| Exercise objective |
Go over these records and count the lines with the string "into" in them; the count is all that should be returned.
:: Data for the task
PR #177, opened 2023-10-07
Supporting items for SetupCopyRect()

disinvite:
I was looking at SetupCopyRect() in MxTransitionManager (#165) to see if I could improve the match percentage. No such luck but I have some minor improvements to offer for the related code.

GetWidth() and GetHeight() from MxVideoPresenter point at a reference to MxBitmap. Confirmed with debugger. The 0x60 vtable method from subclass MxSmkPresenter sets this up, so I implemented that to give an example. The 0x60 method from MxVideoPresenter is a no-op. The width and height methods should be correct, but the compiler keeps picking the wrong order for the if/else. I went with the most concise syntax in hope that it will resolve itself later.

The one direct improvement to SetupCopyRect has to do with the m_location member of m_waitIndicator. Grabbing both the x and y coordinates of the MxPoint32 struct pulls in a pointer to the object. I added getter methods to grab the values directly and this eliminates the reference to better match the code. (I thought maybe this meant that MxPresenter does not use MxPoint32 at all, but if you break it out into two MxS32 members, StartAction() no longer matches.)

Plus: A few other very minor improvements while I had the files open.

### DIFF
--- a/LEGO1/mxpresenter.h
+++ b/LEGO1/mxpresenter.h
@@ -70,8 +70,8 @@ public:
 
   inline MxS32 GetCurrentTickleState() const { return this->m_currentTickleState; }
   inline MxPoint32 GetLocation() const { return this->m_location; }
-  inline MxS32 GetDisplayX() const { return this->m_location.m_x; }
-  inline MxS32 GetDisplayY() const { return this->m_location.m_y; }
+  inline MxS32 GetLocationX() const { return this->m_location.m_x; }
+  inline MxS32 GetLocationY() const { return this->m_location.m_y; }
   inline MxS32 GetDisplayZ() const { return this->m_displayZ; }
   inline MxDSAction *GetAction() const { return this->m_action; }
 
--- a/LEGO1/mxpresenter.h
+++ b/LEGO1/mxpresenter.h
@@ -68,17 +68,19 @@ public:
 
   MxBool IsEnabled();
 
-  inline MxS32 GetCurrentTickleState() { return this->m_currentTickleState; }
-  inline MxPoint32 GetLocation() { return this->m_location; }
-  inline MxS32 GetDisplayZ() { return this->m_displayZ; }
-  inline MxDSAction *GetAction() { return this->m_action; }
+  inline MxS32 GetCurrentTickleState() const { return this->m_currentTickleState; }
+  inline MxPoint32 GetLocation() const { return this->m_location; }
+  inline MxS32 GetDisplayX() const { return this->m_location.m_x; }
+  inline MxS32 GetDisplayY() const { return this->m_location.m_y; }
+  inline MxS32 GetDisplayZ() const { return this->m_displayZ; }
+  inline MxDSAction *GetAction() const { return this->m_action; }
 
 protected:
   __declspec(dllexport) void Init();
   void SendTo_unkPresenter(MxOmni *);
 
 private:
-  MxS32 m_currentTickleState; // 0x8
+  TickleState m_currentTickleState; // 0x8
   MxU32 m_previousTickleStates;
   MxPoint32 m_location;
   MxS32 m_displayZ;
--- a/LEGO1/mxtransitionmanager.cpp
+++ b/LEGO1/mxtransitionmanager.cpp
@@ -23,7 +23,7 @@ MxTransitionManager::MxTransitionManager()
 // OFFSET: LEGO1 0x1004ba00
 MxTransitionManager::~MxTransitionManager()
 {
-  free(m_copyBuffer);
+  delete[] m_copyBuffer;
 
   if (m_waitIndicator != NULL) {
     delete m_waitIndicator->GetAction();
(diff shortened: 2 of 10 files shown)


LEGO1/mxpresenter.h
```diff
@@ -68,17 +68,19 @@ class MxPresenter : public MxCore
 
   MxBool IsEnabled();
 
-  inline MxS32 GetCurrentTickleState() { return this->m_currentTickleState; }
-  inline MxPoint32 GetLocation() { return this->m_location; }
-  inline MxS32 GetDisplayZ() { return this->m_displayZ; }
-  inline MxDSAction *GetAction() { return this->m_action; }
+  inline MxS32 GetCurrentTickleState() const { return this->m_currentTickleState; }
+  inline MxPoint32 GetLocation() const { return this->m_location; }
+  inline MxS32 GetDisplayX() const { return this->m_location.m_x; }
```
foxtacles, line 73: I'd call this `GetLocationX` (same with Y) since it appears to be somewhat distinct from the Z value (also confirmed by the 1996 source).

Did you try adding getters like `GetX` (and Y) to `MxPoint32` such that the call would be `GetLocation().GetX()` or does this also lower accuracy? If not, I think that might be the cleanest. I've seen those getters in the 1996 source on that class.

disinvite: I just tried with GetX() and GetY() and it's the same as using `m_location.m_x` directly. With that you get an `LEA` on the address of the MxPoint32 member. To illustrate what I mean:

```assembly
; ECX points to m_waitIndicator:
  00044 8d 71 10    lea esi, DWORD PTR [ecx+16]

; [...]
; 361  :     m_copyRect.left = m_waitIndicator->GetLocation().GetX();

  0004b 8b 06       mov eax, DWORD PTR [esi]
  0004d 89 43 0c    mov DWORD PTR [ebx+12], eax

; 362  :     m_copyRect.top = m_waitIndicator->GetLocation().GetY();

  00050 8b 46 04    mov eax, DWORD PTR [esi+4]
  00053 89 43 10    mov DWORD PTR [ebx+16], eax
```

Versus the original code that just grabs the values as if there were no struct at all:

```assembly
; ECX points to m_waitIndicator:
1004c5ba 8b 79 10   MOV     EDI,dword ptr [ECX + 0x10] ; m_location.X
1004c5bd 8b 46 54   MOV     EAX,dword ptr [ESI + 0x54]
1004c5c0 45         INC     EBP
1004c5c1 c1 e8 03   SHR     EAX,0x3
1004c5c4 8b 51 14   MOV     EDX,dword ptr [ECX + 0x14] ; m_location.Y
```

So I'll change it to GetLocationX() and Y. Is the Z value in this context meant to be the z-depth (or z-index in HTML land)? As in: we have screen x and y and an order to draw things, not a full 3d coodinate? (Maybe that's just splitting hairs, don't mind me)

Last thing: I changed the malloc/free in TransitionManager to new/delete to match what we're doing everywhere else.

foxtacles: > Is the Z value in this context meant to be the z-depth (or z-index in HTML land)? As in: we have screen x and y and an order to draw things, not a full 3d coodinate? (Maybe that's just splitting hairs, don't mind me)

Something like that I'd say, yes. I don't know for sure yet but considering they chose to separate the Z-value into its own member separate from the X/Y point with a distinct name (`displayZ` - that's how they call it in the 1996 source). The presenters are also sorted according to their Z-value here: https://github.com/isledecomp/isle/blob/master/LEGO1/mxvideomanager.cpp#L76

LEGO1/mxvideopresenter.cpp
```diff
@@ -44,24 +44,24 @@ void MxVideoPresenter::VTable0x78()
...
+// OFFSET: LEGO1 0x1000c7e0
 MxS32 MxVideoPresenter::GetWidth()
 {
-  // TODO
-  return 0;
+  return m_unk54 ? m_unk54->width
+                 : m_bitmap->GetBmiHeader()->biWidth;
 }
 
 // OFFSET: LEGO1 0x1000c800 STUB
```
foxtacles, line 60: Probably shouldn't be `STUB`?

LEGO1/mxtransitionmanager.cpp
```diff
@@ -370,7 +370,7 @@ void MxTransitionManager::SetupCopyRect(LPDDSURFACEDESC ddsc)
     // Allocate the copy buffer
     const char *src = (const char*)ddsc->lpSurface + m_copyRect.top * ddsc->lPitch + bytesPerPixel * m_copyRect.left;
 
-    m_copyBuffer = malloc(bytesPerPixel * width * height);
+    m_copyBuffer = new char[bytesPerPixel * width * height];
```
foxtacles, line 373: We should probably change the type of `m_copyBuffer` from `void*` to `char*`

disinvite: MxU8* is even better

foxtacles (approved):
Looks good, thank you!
::::
:: Data for the task
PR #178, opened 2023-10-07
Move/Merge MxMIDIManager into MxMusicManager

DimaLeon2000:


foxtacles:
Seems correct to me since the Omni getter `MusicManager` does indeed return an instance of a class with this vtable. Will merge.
::::
| Exercise solution |
3